PR #156, opened 2023-10-16
Set ammo current value equal to max value on pickup

dyceron:
- Fixes Missiles not properly increasing current ammo when Missile tanks are collected
- Adds QoL where collecting a tank now updates the current value to match the max value, so low ammo counts are less of an issue

### DIFF
--- a/open_samus_returns_rando/files/randomizer_powerup.lua
+++ b/open_samus_returns_rando/files/randomizer_powerup.lua
@@ -41,12 +41,12 @@ function RandomizerPowerup.IncreaseItemAmount(item_id, quantity, capacity)
         local specialEnergy = Game.GetPlayer().SPECIALENERGY
         specialEnergy.fMaxEnergy = capacity
         specialEnergy.fEnergy = capacity
-    elseif item_id == "ITEM_WEAPON_MISSILE_MAX" then
-        itemAmount:SetItemAmount("ITEM_WEAPON_MISSILE_CURRENT", item_id)
-    elseif item_id == "ITEM_WEAPON_SUPER_MISSILE_MAX" then
-        itemAmount:SetItemAmount("ITEM_WEAPON_SUPER_MISSILE_CURRENT", item_id)
-    elseif item_id == "ITEM_WEAPON_POWER_BOMB_MAX" then
-        itemAmount:SetItemAmount("ITEM_WEAPON_POWER_BOMB_CURRENT", item_id)
+    elseif item_id == "ITEM_WEAPON_MISSILE_CURRENT" then
+        itemAmount:SetItemAmount(item_id, capacity)
+    elseif item_id == "ITEM_WEAPON_SUPER_MISSILE_CURRENT" then
+        itemAmount:SetItemAmount(item_id, capacity)
+    elseif item_id == "ITEM_WEAPON_POWER_BOMB_CURRENT" then
+        itemAmount:SetItemAmount(item_id, capacity)
     end
 end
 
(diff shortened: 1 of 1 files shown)


open_samus_returns_rando/files/randomizer_powerup.lua
```diff
@@ -36,10 +36,17 @@ function RandomizerPowerup.IncreaseItemAmount(item_id, quantity, capacity)
...
     RandomizerPowerup.SetItemAmount(item_id, target)
 
-    if  item_id == "ITEM_CURRENT_SPECIAL_ENERGY" then
+    local itemAmount = Game.GetPlayer().INVENTORY
+    if item_id == "ITEM_CURRENT_SPECIAL_ENERGY" then
         local specialEnergy = Game.GetPlayer().SPECIALENERGY
         specialEnergy.fMaxEnergy = capacity
         specialEnergy.fEnergy = capacity
+    elseif item_id == "ITEM_WEAPON_MISSILE_MAX" then
+        itemAmount:SetItemAmount("ITEM_WEAPON_MISSILE_CURRENT", item_id)
```
ThanatosGit, line 45: Is there an example usage of this function like this?
Otherwise I'm pretty sure this works just by accident.

The usage of the function in the lua from the game itself looks like this:
```lua
      Game.GetPlayer().INVENTORY:SetItemAmount("ITEM_WEAPON_MISSILE_MAX", 265, true)
      Game.GetPlayer().INVENTORY:SetItemAmount("ITEM_WEAPON_MISSILE_CURRENT", 265, true)
      Game.GetPlayer().INVENTORY:SetItemAmount("ITEM_WEAPON_SUPER_MISSILE_MAX", 35, true)
      Game.GetPlayer().INVENTORY:SetItemAmount("ITEM_WEAPON_SUPER_MISSILE_CURRENT", 35, true)
      Game.GetPlayer().INVENTORY:SetItemAmount("ITEM_WEAPON_POWER_BOMB_MAX", 20, true)
      Game.GetPlayer().INVENTORY:SetItemAmount("ITEM_WEAPON_POWER_BOMB_CURRENT", 20, true)
      Game.GetPlayer().INVENTORY:SetItemAmount("ITEM_MORPH_BALL", 1, true)
```

but you are using it like `itemAmount:SetItemAmount("ITEM_WEAPON_MISSILE_CURRENT", "ITEM_WEAPON_MISSILE_MAX")`

You are using a string  where a number should be used. Interpreting the string as number will be just a high ass number, so you could also replace it by `99999`.
In fact, I'm kinda scared that using a wrong and much larger data type will explode or lead to undefined behaviour at some other point (but I'm also not an expert in lua integration, which means I have no idea how the library handles such cases)

ThanatosGit (changes requested):

open_samus_returns_rando/files/randomizer_powerup.lua
dyceron: In my short testing this worked just fine, but maybe it isn't ideal. What would be a better way to set the value to match the value of max?

ThanatosGit: Our `RandomizerPowerup.OnPickedUp` first increase the `_MAX` item and then it calls `RandomizerPowerup.IncreaseAmmo`.
In `IncreaseAmmo` it calls `RandomizerPowerup.IncreaseItemAmount(current_id, resource.quantity, resource.item_id)`.

To stay in the same logic pattern, it should increase the current value if it get's called with the `_CURRENT` thing as `item_id` and not with the `_MAX` thing. See how it is done for `ITEM_CURRENT_SPECIAL_ENERGY`. Then it would be (similiar for the other items):
```lua
    elseif item_id == "ITEM_WEAPON_MISSILE_CURRENT" then
        itemAmount:SetItemAmount(item_id, capacity)
```

ThanatosGit: BTW: Does this also works with the special energy? Then everything follows the same pattern and looks nicer :D

ThanatosGit (approved):

PR #157, opened 2023-10-17
Create new checkpoint for entering 2b Gamma from right

dyceron:
Creates a new trigger and two new checkpoints on the right side entrance for the area2b Gamma

### DIFF
--- a/open_samus_returns_rando/specific_patches/metroid_patches.py
+++ b/open_samus_returns_rando/specific_patches/metroid_patches.py
@@ -9,7 +9,7 @@ from open_samus_returns_rando.patcher_editor import PatcherEditor
 
 LOG = logging.getLogger("metroid_patches")
 
-def patch_metroids(editor: PatcherEditor):
+def _patch_metroids(editor: PatcherEditor):
     METROID_FILES = [
         "actors/characters/alpha/charclasses/alpha.bmsad",
         "actors/characters/alphaevolved/charclasses/alphaevolved.bmsad",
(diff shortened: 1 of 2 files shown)


open_samus_returns_rando/specific_patches/metroid_patches.py
```diff
@@ -63,3 +63,59 @@ def patch_metroids(editor: PatcherEditor):
...
+    trigger = _get_trigger(editor)
+    spawnpoint = _get_spawnpoint(editor)
+
+    editor.copy_actor(
+        name_of_scenario, (-1650.0, -4500.0, 0.0), trigger, name_of_trigger, 0,
+    )
+
+    editor.copy_actor(
+        name_of_scenario, (-1500.0, -4500.0, 0.0), spawnpoint, name_of_spawnpoint, 5,
+    )
```
ThanatosGit, line 104: do `spawnpoint_actor = editor.copy_acotr(...)` then you don't need to get the actor again line 116.

open_samus_returns_rando/specific_patches/metroid_patches.py
```diff
@@ -63,3 +63,59 @@ def patch_metroids(editor: PatcherEditor):
...
+
+    editor.copy_actor(
+        name_of_scenario, (-1500.0, -4500.0, 0.0), spawnpoint, name_of_spawnpoint_out, 5,
+    )
+
+    scenario_2b.add_actor_to_entity_groups("collision_camera039", name_of_trigger)
+    scenario_2b.add_actor_to_entity_groups("collision_camera039", name_of_spawnpoint)
```
ThanatosGit, line 111: Oh, did you copy paste that from me? I think it is missing a `_`? Afaik it should be `collision_camera_039`.
We should check if I messed that up in my PR too and maybe also throw an error from MEDS, if it can not find any group at all using this function?

ThanatosGit (changes requested):

open_samus_returns_rando/specific_patches/metroid_patches.py
ThanatosGit: NVM: I already have such a check in MEDS, phew. They really have a different naming scheme in scenario 2b oO.

dyceron:
Next pr that adds checkpoints for other metroids will move the Gamma spawn stuff to the metroid file as well.

PR #158, opened 2023-10-17
Chozo seals

ThanatosGit:
Just opened it to link the issues


ThanatosGit:
Ok, let's start merging the stuff.
This patches the chozo seals to not drain DNA and behave like a save station...but we patched out the save behaviour and show hints.
This is working on the patcher side. Providing a useful hint is up to randovania.

open_samus_returns_rando/files/levels/s000_surface.lua
```diff
@@ -69,6 +69,7 @@ function s000_surface.OnShipStartPointTeleport(_ARG_0_, _ARG_1_)
   end
 end
 function s000_surface.InitFromBlackboard()
+  Scenario.InitGUI()
```
dyceron, line 72: Why does surface not have this placed under main()?

ThanatosGit: It was how I did it initially but changed it and forgot it here.

PR #161, opened 2023-10-18
Add missing checkpoints for most multi-entrance Metroids

dyceron:
Did not test most of these since it requires https://github.com/randovania/mercury-engine-data-structures/pull/88 to be merged first, otherwise rooms break
 
- Added checkpoints to all but two multi-room Metroids (skipped ones connect to an item room so checkpoint isn't that important)
- Renamed Gamma 2b checkpoints to match the vanilla naming scheme


ThanatosGit (approved):
Looks like most, but not all, methods follow the same pattern. Could maybe generalize it later.

PR #162, opened 2023-10-18
Patch functions for RDV export

ThanatosGit:


dyceron (commented):
With the addition of logger.py, should the other files that use logging be updated accordingly?

ThanatosGit:
Oh, good point. Don't know: Do we need to distinguish between logs from all the different files or is it enough for us to just log "samus_returns_patcher"?
I think the latter is fine.

ThanatosGit:
Better to do in another pr as we don't know how to export for 3DS atm.

PR #165, opened 2023-10-19
Deal with weird room being present in surface and surfaceb

ThanatosGit:
- Removed the shield copy
- Ensures that surface and surfaceb is the same item by special case it (which what it really is!)


dyceron (changes requested):
This covers getting either pickup first?

Also you are missing the other Landing Site item here

dyceron (approved):

PR #166, opened 2023-10-21
Remove setup.cfg, update MEDS, add Hooks

ThanatosGit:


dyceron:
Do we not need setup.cfg anymore? What was it used for?

dyceron (approved):

PR #169, opened 2023-10-27
Update Map icons

### LINKED ISSUE #15: Item icon on map does not update when picked up
If a Major Item is shuffled to a tank location, the map icon does not update to indicate it has been picked up.

dyceron:
- Adds new map icon for Baby Metroid pickup
- Changes all item icons to open circles (excluding Aeion Ability Artifacts and Metroids)
- Changes all removed acid tiles to be blue from purple
- Updates door icons to match patcher changes
- Fixes #15 

image

### DIFF
--- a/open_samus_returns_rando/specific_patches/map_icons.py
+++ b/open_samus_returns_rando/specific_patches/map_icons.py
@@ -1,11 +1,24 @@
-from construct import ListContainer
 from mercury_engine_data_structures.formats import Bmsmsd
 
 from open_samus_returns_rando.constants import ALL_AREAS
 from open_samus_returns_rando.patcher_editor import PatcherEditor
 
 
-def _patch_tiles(tiles: ListContainer, editor: PatcherEditor):
+def patch_tiles(editor: PatcherEditor):
+    DOORS = {
+        "s000_surface": ["Door004", "Door011"],
+        "s010_area1": ["Door002", "Door004", "Door012", "Door016"],
+        "s025_area2b": ["Door008"],
+        "s028_area2c": ["Door001", "Door007"],
+        "s030_area3": ["Door002", "Door005", "Door006", "Door008"],
+        "s040_area4": ["Door001", "Door006", "Door014"],
+        "s050_area5": ["Door006"],
+        "s060_area6": ["Door001"],
+        "s067_area6c": ["Door005", "Door006", "Door009"],
+        "s070_area7": ["Door010"],
+        "s090_area9": ["Door012"],
+    }
+
     for area in ALL_AREAS:
         if area != "s110_surfaceb":
             scenario = editor.get_file(f"gui/minimaps/c10_samus/{area}.bmsmsd", Bmsmsd)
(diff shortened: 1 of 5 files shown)


open_samus_returns_rando/specific_patches/map_icons.py
```diff
@@ -0,0 +1,332 @@
...
+    for tile in range(384):
+        # Hazardous Tiles
+        if mapicon[tile]["tile_type"] == "ACID":
+            mapicon[tile]["tile_type"] = "NORMAL"
+        # Items
+        if mapicon[tile]["icons"] != ([]) and mapicon[tile]["icons"][0][
+            "icon"
+        ].startswith("item"):
+            mapicon[tile]["icons"][0]["icon"] = "itemenabled"
+    mapicon[158]["icons"][0]["icon"] = "itemenabledheat"
```
ThanatosGit, line 59: I'm wondering: If the `tile_type` is already heat, what is the difference between `itemenabled` and `itemenabledheat`?

ThanatosGit: Yeah, but what is the difference? Do they have a different color or why are these two different icons? Is the open circle not transparent that it would look blue within the red heat tile?

dyceron: The former is blue and the latter is red. I specified heat afterwards because it first sets to blue which is wrong when on the heat tile.

open_samus_returns_rando/specific_patches/map_icons.py
```diff
@@ -0,0 +1,332 @@
...
+
+    for tile in range(351):
+        # Hazardous Tiles
+        if mapicon[tile]["tile_type"] in {"ACID", "ACID_RISE", "ACID_FALL"}:
+            mapicon[tile]["tile_type"] = "NORMAL"
+        # Items
+        if mapicon[tile]["icons"] != ([]) and mapicon[tile]["icons"][0][
+            "icon"
+        ].startswith("item"):
+            mapicon[tile]["icons"][0]["icon"] = "itemenabled"
```
ThanatosGit, line 281: Is it possible to make the code less verbose?
Some check for `ACID_RISE` and `ACID_FALL`, some not, but can you just do it for all scenarios? Is the `range` parameter just the length?
I'm thinking about one function which get's called for every bmsmsd. If I combined it correctly it would look like this?
```python
def bla(tiles: ListContainer):
    for tile_idx in range(len(tiles)):
        current_tile = tiles[tile_idx]
        # Hazardous Tiles
        if current_tile["tile_type"] in {"ACID", "ACID_RISE", "ACID_FALL"}:
            current_tile["tile_type"] = "NORMAL"

        # Items
        icons = current_tile["icons"]
        if len(icons) != 0 and (
            icons[0]["icon"].startswith("item")
            or icons[0]["icon"].startswith("spenergy")
            or icons[0]["icon"].startswith("itemsphere")
            or icons[0]["icon"].endswith("tank")
        ):
            icons[0]["icon"] = "itemenabled"
```

ThanatosGit (changes requested):

open_samus_returns_rando/specific_patches/map_icons.py
dyceron: Yes the range is the length

open_samus_returns_rando/specific_patches/map_icons.py
```diff
@@ -0,0 +1,172 @@
+from construct import ListContainer
+from mercury_engine_data_structures.formats import Bmsmsd
+
+from open_samus_returns_rando.constants import ALL_AREAS
+from open_samus_returns_rando.patcher_editor import PatcherEditor
+
+
+def _patch_tiles(tiles: ListContainer, editor: PatcherEditor):
```
ThanatosGit, line 8: Remove the first parameter. It's not used at all

ThanatosGit (approved):

PR #1089, opened 2017-09-15
activate clims for inactive colorbar in pyplot

daschw:
fixes this issue brought up in the gitter channel:

Andrew Palugniok
@apalugniok
11:39

Hey all, I've recently did Pkg.update() and since that a call to colorbar = false has been causing clims to be ignored. For example

data = rand(10,2)
heatmap(data, clims = (0,2), colorbar = true) 
heatmap(data, clims = (0,2), colorbar = false)

And these two commands produce differently coloured plots. Haven't checked out master or anything yet, but I couldn't find this in the recent issues. On a bright note I've loved using Plots so far, hopefully I'll be able to contribute one day :smiley:

### DIFF
--- a/src/backends/pyplot.jl
+++ b/src/backends/pyplot.jl
@@ -530,7 +530,6 @@ function py_add_series(plt::Plot{PyPlotBackend}, series::Series)
                     lc
                 end
                 push!(handles, handle)
-                needs_colorbar = true
             end
 
             a = series[:arrow]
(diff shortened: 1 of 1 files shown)


daschw:
Thanks a lot @apalugniok for the reporting this!

mkborregaard:
Nice and succinct fix!

src/backends/pyplot.jl
```diff
@@ -445,7 +445,7 @@ function py_add_series(plt::Plot{PyPlotBackend}, series::Series)
 
     # handle zcolor and get c/cmap
     needs_colorbar = hascolorbar(sp)
-    extrakw = if needs_colorbar
+    extrakw = if needs_colorbar || is_2tuple(sp[:clims])
```
mkborregaard: A user might also pass in e.g. `clims = 0:1` so I'd prefer `|| get(sp, :clims, nothing) != nothing`

daschw: I agree, this would allow more input. However, `clims` defaults to `:auto` and this would have to be changed for all other backends too.

mkborregaard: good point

Directions >>
Within the material, find all lines that hold the word "logging" and show them.

Response to this exercise >>
 LOG = logging.getLogger("metroid_patches")
With the addition of logger.py, should the other files that use logging be updated accordingly?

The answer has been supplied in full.